Instructions for the task
Your answer should be a single number: how many lines in the data below hold the string "parents".

Records supplied

PR #652, opened 2023-03-14
Incorporate Same As Logic to Update Multi Year Plan and Schedule Table Displays

### LINKED ISSUE #642: Faculty/Plan/Schedule: Apply "sameAs" logic to other interfaces
When a course is marked as a child of another course via the "sameAs" field, we show the course instances from the parent course in place of the child's own instances on the Courses page. This is correct, but that means that faculty and meeting assignments are only being made to the parent course, not to any of the children. This, in turn, means that other pages will only show this information for the parent courses as well:

 - The Schedule will only show parents as taking place on a given day/time 
 - The Faculty page will only show instructors as teaching the parent courses
 - The multi-year plan will only include the instructor names for the parent courses

In all three of those cases (and potentially in others) we want to make sure that we're showing all of the equivalent courses, not just the parents.

In the `CourseInstanceService`, we resolved this by [adding `COALESCE(c."sameAsId", c.id)` to the join clause][coalesce] for the course instances. We would need something roughly similar for the other cases noted above.

Interestingly, this problem is being masked by the way we imported the course data from the old courses planner. We included the instance information for every course BEFORE applying the sameAs relationship, so the existing child instances are still present in the system and are being queried by the current logic. But as the Academic Programs team has been changing parent courses in the system they've noted that their changes are not being carried over to the children.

Task solution
2